Третью группу составили животные, с нанесением повреждения эрбиевым лазером. К концу первых суток раневой дефект без четко определяющихся границ, выполнен массами фибрина. Под фибрином располагался обширный участок некротизированной ткани, глубина которого достигала подкожной жировой клетчатки и мышечного слоя, максимальный размер изменений составил 0, 8 мм, по данным критериям результаты были наихудшие. В поверхностных слоях отмечались зоны отслойки эпидермиса с формированием типичных для ожоговой раны субэпидермальных пузырей. Многослойный плоский эпителий в краях раневого дефекта был с признаками отека, дистрофии и фокусами деструкции отдельных участков. Отмечалась выраженная сосудистая реакция со стороны капилляров, венул и вен сосочкового слоя дермы и подкожной жировой клетчатки. В отличие от двух ранее рассмотренных групп наблюдалась ярко выраженная воспалительная реакция.

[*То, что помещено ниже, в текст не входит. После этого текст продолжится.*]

PR #240, opened 2018-05-15
Add GetEntryAndProof to the CheckLogClient interface

Martin2112:


Martin2112:
OK this doesn't seem as straightforward as I thought. Back to drawing board.

PR #241, opened 2018-05-15
[Migrillian] Verify Trillian tree before fetching

pavelkalinnikov:
This PR makes Migrillian's `Controller` query Trillian tree state before putting any entries to it:
- Makes sure the `Tree` is a `PREORDERED_LOG`.
- Makes sure the tree head is correctly signed.
- Makes sure the tree head is consistent with the CT log's STH.
- Resets the `Fetcher` state so that it doesn't fetch entries already stored in Trillian.

The last two items are useful when `Controller` is run on a log which already has some entries, e.g. when a leader for the tree has been re-elected, or Migrillian was restarted after a fault.

Additionally, this PR moves Trillian-specific code to a separate file, places some TODOs and slightly restructures `main.go`.

### DIFF
--- a/trillian/ctfe/handlers.go
+++ b/trillian/ctfe/handlers.go
@@ -723,10 +723,7 @@ func getRoots(ctx context.Context, c *LogContext, w http.ResponseWriter, r *http
 	return http.StatusOK, nil
 }
 
-// See RFC 6962 Section 4.8. This is mostly used for debug purposes rather than
-// by normal CT clients.
-// TODO(pavelkalinnikov): This is actually very useful for computing hash of a
-// log prefix.
+// See RFC 6962 Section 4.8.
 func getEntryAndProof(ctx context.Context, c *LogContext, w http.ResponseWriter, r *http.Request) (int, error) {
 	// Ensure both numeric params are present and look reasonable.
 	leafIndex, treeSize, err := parseGetEntryAndProofParams(r)
--- a/trillian/ctfe/handlers.go
+++ b/trillian/ctfe/handlers.go
@@ -723,8 +723,10 @@ func getRoots(ctx context.Context, c *LogContext, w http.ResponseWriter, r *http
 	return http.StatusOK, nil
 }
 
-// See RFC 6962 Section 4.8. This is mostly used for debug purposes rather than by normal
-// CT clients.
+// See RFC 6962 Section 4.8. This is mostly used for debug purposes rather than
+// by normal CT clients.
+// TODO(pavelkalinnikov): This is actually very useful for computing hash of a
+// log prefix.
 func getEntryAndProof(ctx context.Context, c *LogContext, w http.ResponseWriter, r *http.Request) (int, error) {
 	// Ensure both numeric params are present and look reasonable.
 	leafIndex, treeSize, err := parseGetEntryAndProofParams(r)
--- a/trillian/migrillian/core/controller.go
+++ b/trillian/migrillian/core/controller.go
@@ -71,8 +71,8 @@ func (c *Controller) Run(ctx context.Context) error {
 		// TODO(pavelkalinnikov): Restore fetching state from storage in a better
 		// way than "take the current tree size".
 		c.opts.StartIndex, c.opts.EndIndex = int64(root.TreeSize), 0
-		glog.Warningf("Migrating tree %d continuously: updated entry range to [%d, %d)",
-			c.trClient.tree.TreeId, c.opts.StartIndex, c.opts.EndIndex)
+		glog.Warningf("Tree %d: updated entry range to [%d, INF)",
+			c.trClient.tree.TreeId, c.opts.StartIndex)
 	}
 
 	fetcher := scanner.NewFetcher(c.ctClient, &c.opts.FetcherOptions)
--- a/trillian/migrillian/core/controller.go
+++ b/trillian/migrillian/core/controller.go
@@ -18,7 +18,7 @@ package core
 import (
 	"bytes"
 	"context"
-	"errors"
+	"fmt"
 	"sync"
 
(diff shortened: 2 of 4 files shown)


pavelkalinnikov:
PTAL.

trillian/migrillian/core/controller.go
```diff
@@ -43,27 +46,52 @@ type Options struct {
...
-func NewController(opts Options) *Controller {
+func NewController(opts Options, ctClient *client.LogClient, trClient *TrillianTreeClient) *Controller {
 	bufferSize := opts.Submitters * opts.BatchesPerSubmitter
 	batches := make(chan scanner.EntryBatch, bufferSize)
-	return &Controller{opts, batches}
+	return &Controller{opts: opts, batches: batches, ctClient: ctClient, trClient: trClient}
 }
 
 // Run transfers CT log entries obtained via the CT log client to a Trillian
 // log via the other client. If Options.Continuous is true then the migration
```
pavelkalinnikov: self-nit: Update the comment.

trillian/migrillian/core/controller.go
```diff
@@ -43,27 +46,52 @@ type Options struct {
...
+	root, err := c.trClient.getVerifiedRoot(ctx)
+	if err != nil {
+		return err
+	}
+	if c.opts.Continuous { // Ignore range parameters in Continuous mode.
+		// TODO(pavelkalinnikov): Restore fetching state from storage in a better
+		// way than "take the current tree size".
+		c.opts.StartIndex, c.opts.EndIndex = int64(root.TreeSize), 0
+		glog.Warningf("Migrating tree %d continuously: updated entry range to [%d, %d)",
+			c.trClient.tree.TreeId, c.opts.StartIndex, c.opts.EndIndex)
```
pavelkalinnikov: self-nit: EndIndex is 0, maybe print "infinity" instead?

pavelkalinnikov:
ping

trillian/ctfe/handlers.go
```diff
@@ -723,8 +723,10 @@ func getRoots(ctx context.Context, c *LogContext, w http.ResponseWriter, r *http
 	return http.StatusOK, nil
 }
 
-// See RFC 6962 Section 4.8. This is mostly used for debug purposes rather than by normal
-// CT clients.
+// See RFC 6962 Section 4.8. This is mostly used for debug purposes rather than
+// by normal CT clients.
+// TODO(pavelkalinnikov): This is actually very useful for computing hash of a
```
Martin2112: Not sure the TODO is useful. Just remove the comment about debug? I'll be using it in DNS server as well.

trillian/migrillian/core/controller.go
```diff
@@ -74,50 +100,51 @@ func (c *Controller) Run(ctx context.Context, ctClient *client.LogClient, trClie
...
+	}
+
+	hash, err := merkle.NewLogVerifier(h).VerifiedPrefixHashFromInclusionProof(
+		int64(root.TreeSize), int64(sth.TreeSize),
+		resp.AuditPath, sth.SHA256RootHash[:], leafHash)
+	if err != nil {
+		return err
+	}
+	if !bytes.Equal(hash, root.RootHash) {
+		return errors.New("inconsistent root")
```
Martin2112: Include mismatched hashes to help debug it maybe.

trillian/migrillian/core/trillian.go
```diff
@@ -0,0 +1,95 @@
...
+	"github.com/google/certificate-transparency-go/scanner"
+	"github.com/google/trillian"
+	"github.com/google/trillian/client"
+	"github.com/google/trillian/crypto"
+	"github.com/google/trillian/types"
+)
+
+// TrillianTreeClient is a means of communicating with a Trillian pre-ordered
+// log tree.
+type TrillianTreeClient struct {
```
Martin2112: Name could be improved. If it's specific to preordered log the name is too generic. PreorderedLogClient? Though it's not directly analagous to TrillianLogClient, which means perhaps Client shouldn't be there.

trillian/migrillian/core/trillian.go
```diff
@@ -0,0 +1,95 @@
...
+	cli    trillian.TrillianLogClient
+	verif  *client.LogVerifier
+	tree   *trillian.Tree
+	prefix string // TODO(pavelkalinnikov): Get rid of this.
+}
+
+// NewTrillianTreeClient creates and initializes a pre-ordered log client.
+func NewTrillianTreeClient(ctx context.Context,
```
Martin2112: Might be more flexible and probably easier to test if the Tree was passed in avoiding need for admin server here.

trillian/migrillian/main.go
```diff
@@ -82,6 +68,11 @@ func main() {
 		ResponseHeaderTimeout: 30 * time.Second,
 		ExpectContinueTimeout: 1 * time.Second,
 	}
+	// TODO(pavelkalinnikov): Share this between multiple CT clients.
+	httpClient := &http.Client{
+		Timeout:   10 * time.Second,
```
Martin2112: Might need to be more configurable as well. Can be done later.

trillian/migrillian/core/trillian.go
pavelkalinnikov: Couldn't come up with anything better than `PreorderedLogClient`. Is that okay? Other ideas were: `(PO|Preordered)Log(Client|Instance|Gate|Shim|Thing)`.

pavelkalinnikov:
ping

Martin2112:
Naming things is hard. Maybe that file should be renamed to client.go? The generic name of the package "core' makes it harder to shorten the name so PreorderedLogClient will be probably be OK for the moment.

На пятые сутки в области раневого дефекта сохранялись признаки деструкции всех компонентов кожи - эпидермиса, дермы, подкожной жировой клетчатки. В краях раны определялись признаки выраженного отека дермы с разволокнением коллагеновых волокон. Сохранялось выраженное полнокровие сосудов дермы и подкожной жировой клетчатки, с периваскулярной воспалительной инфильтрацией и очагами мелких периваскулярных кровоизлияний. Таким образом, из полученных данных видно, что реакция сосудов и реакция воспаления, более выраженные, чем у ранее рассмотренных групп.

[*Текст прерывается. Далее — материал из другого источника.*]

PR #254, opened 2018-05-29
Add CT API endpoint strings

taknira:


pavelkalinnikov:
There is a similar list of endpoints in [trillian/ctfe/handlers.go](https://github.com/google/certificate-transparency-go/blob/a961b728bb4444704ae1947ea0496ce7563c3705/trillian/ctfe/handlers.go#L88). Maybe you could refactor that bit to use your list?

pavelkalinnikov:
Ah, that one is for monitoring counters.

types.go
```diff
@@ -388,6 +388,23 @@ const (
...
 )
 
+// APIEndpoint is a string that represents one of the Certificate Transparency
+// Log API endpoints.
+type APIEndpoint string
+
+// Certificate Transparency Log API endpoints - should match the URI paths
+// without the "/ct/v1/" prefix.
+const (
+	AddChainStr          APIEndpoint = "add-chain"
```
pavelkalinnikov: Not sure whether these strings should be hard-coded above in lines 379-386, or used in a way like `AddChainPath = V1Prefix + AddChainStr`. The latter would be less prone to inconsistencies if the values were to change, but the way it is now is probably more readable.

taknira: As discussed in person, I was up for this, and did it, but then it caused some type issues with the paths, and there was no simple pretty/readable to keep it that way and also give the new strings the sort of string-enum behaviour intended, so have now changed it back.  WDYT?

types.go
```diff
@@ -374,6 +374,23 @@ func (m *MerkleTreeLeaf) Precertificate() (*x509.Certificate, error) {
 	return x509.ParseTBSCertificate(m.TimestampedEntry.PrecertEntry.TBSCertificate)
 }
 
+// APIEndpoint is a string that represents one of the Certificate Transparency
+// Log API endpoints.
+type APIEndpoint string
+
+// Certificate Transparency Log API endpoints - matches the URI paths without
+// the "/ct/v1/" prefix.
```
pavelkalinnikov: Maybe add a warning to keep these in sync with `Path` strings, maybe even another warning above the `Path` block, so whichever block is modified the warning is noticeable?

taknira: Done.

У края раны к концу десятых суток отмечались признаки начала эпителизации раневой поверхности. Во всех наблюдениях на поверхности раневого дефекта определялся обширный по протяженности и глубине некротический струп с зонами отторжения. На поверхности раны в проекции струпа определялся тонкий слой гнойно-некротического экссудата, под которым определялся обширный слой грануляционной ткани, покрывающей весь раневой дефект. В краях раны признаки отека были минимальными. Оставались незначительные признаки полнокровия сосудов, преимущественно в области сохранной подкожной жировой клетчатки
В четвертую группу вошли животные, кожные покровы которых были обработаны неодимовым лазером. К концу первых суток в зоне раневого дефекта определялись обширные зоны коагуляционного некроза, достигающие мышечного слоя. Некротические массы имели четкие границы с окружающими тканями. Наибольшая ширина некроза составила 0,6мм. Наблюдались явления отека всех слоев ткани. Периваскулярно встречались многочисленные мелкие кровоизлияния. Как и в наблюдениях при использовании радиоволнового скальпеля отсутствовали морфологические признаки острого воспаления.

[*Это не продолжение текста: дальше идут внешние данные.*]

PR #261, opened 2018-05-30
trillian/ctfe: Fix graceful shutdown

rolandshoemaker:
As pointed out by @pavelkalinnikov we need to block on `Shutdown` finishing as `ListenAndServe` will immediately return on its invocation.

### DIFF
--- a/trillian/ctfe/ct_server/main.go
+++ b/trillian/ctfe/ct_server/main.go
@@ -22,6 +22,7 @@ import (
 	"os"
 	"os/signal"
 	"strings"
+	"sync"
 	"syscall"
 	"time"
 
@@ -226,22 +227,25 @@ func main() {
 
 	// Bring up the HTTP server and serve until we get a signal not to.
 	srv := http.Server{Addr: *httpEndpoint, Handler: handler}
-	waitForShutdown := make(chan struct{})
+	shutdownWG := new(sync.WaitGroup)
+	shutdownWG.Add(1)
 	go awaitSignal(func() {
+		defer shutdownWG.Done()
 		// Allow 60s for any pending requests to finish then terminate any stragglers
 		ctx, cancel := context.WithTimeout(context.Background(), time.Second*60)
 		defer cancel()
 		glog.Info("Shutting down HTTP server...")
 		srv.Shutdown(ctx)
 		glog.Info("HTTP server shutdown")
-		close(waitForShutdown)
 	})
 
 	err = srv.ListenAndServe()
 	if err != http.ErrServerClosed {
 		glog.Warningf("Server exited: %v", err)
 	}
-	<-waitForShutdown
+	// Wait will only block if the function passed to awaitSignal was called,
+	// in which case it'll block until the HTTP server has gracefully shutdown
+	shutdownWG.Wait()
 	glog.Flush()
 }
 
--- a/trillian/ctfe/ct_server/main.go
+++ b/trillian/ctfe/ct_server/main.go
@@ -228,8 +228,8 @@ func main() {
 	// Bring up the HTTP server and serve until we get a signal not to.
 	srv := http.Server{Addr: *httpEndpoint, Handler: handler}
 	shutdownWG := new(sync.WaitGroup)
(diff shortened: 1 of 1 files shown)


trillian/ctfe/ct_server/main.go
```diff
@@ -226,19 +226,22 @@ func main() {
...
 		srv.Shutdown(ctx)
 		glog.Info("HTTP server shutdown")
+		waitForShutdown <- true
 	})
 
 	err = srv.ListenAndServe()
 	if err != http.ErrServerClosed {
 		glog.Warningf("Server exited: %v", err)
 	}
+	<-waitForShutdown
```
pavelkalinnikov: The problem here is that if `ListenAndServe` returns for a reason other than getting a signal and calling `Shutdown` (can it though?), this wait won't terminate. In case this is possible, a safer approach would be to `WaitGroup.Wait()` here on a group which would have `wg.Add(1)/defer wg.Done()` in line 231.

trillian/ctfe/ct_server/main.go
```diff
@@ -226,19 +226,22 @@ func main() {
 
 	// Bring up the HTTP server and serve until we get a signal not to.
 	srv := http.Server{Addr: *httpEndpoint, Handler: handler}
+	waitForShutdown := make(chan bool, 1)
```
pavelkalinnikov: This could be an unbuffered `chan struct{}`

trillian/ctfe/ct_server/main.go
```diff
@@ -226,19 +226,22 @@ func main() {
...
 	go awaitSignal(func() {
 		// Allow 60s for any pending requests to finish then terminate any stragglers
 		ctx, cancel := context.WithTimeout(context.Background(), time.Second*60)
 		defer cancel()
 		glog.Info("Shutting down HTTP server...")
 		srv.Shutdown(ctx)
 		glog.Info("HTTP server shutdown")
+		waitForShutdown <- true
```
pavelkalinnikov: ... and this could be just `close(waitForShutdown)`.

trillian/ctfe/ct_server/main.go
pavelkalinnikov: `ListenAndServe` can indeed return other errors, e.g. [net.Listen](https://golang.org/src/net/http/server.go?s=82953:82994#L2707) could fail to start. In this case we probably don't want to wait until the signal is caught, but rather terminate immediately.

rolandshoemaker: Ah yeah I see what you mean, a WaitGroup probably is the best solution here then.

rolandshoemaker:
(A possible third solution would be to just to make the error return from ListenAndServe fatal if the err != http.ErrServerClosed so we only ever get to the wait chan in the case where the server is shutdown, but tbh I think your solution is more elegant.)

trillian/ctfe/ct_server/main.go
```diff
@@ -226,7 +227,10 @@ func main() {
 
 	// Bring up the HTTP server and serve until we get a signal not to.
 	srv := http.Server{Addr: *httpEndpoint, Handler: handler}
+	shutdownWG := new(sync.WaitGroup)
+	shutdownWG.Add(1)
```
pavelkalinnikov: Please move this to the inside of the function, right before defer `Done()`. Currently, it is equivalent to the previous code with channels (won't terminate unless a signal fires).

pavelkalinnikov:
The only problem outstanding is that I am not 100% sure that calling Add concurrently with Wait is safe. Documentation [alludes](https://golang.org/pkg/sync/#WaitGroup.Add) it might not.

pavelkalinnikov:
Should be alright: https://play.golang.org/p/fX9Y2y9ADyy

rolandshoemaker:
Hrm, I agree it may not technically be safe the way it's currently implemented. Given how it is structured the Add could be called concurrently with Wait when ListenAndServe fails and then the user sends a signal at about the same time, which would cause a race.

На пятые сутки поверхность раневого канала была прикрыта струпом, частично связанным с поверхностью раны, между некротическими массами и дном раны определялось небольшое количество сукровичного отделяемого, пронизанного лейкоцитами. Под тонким слоем гнойно-некротической ткани располагались созревающие грануляции. В области краев раны и верхней части раневого канала отмечались признаки эпителизации. Окружающая дерма была с явлениями отека, слабовыраженной воспалительной реакцией. Данные процессы схожи с явлениями, протекающими во второй группе в аналогичный период времени.
К десятым суткам отмечалось частичное отторжение струпа с поверхности раневого дефекта. Отмечалась практически полная эпителизация раневой поверхности. Грануляционная ткань располагалось непосредственно под вновь образованным эпителиальным слоем. Подкожная жировая клетчатка и мышечный слой сохраняли признаки незначительного отека и клеточной инфильтрации. Таким образом, гистологические изменения были близки ко второй группе.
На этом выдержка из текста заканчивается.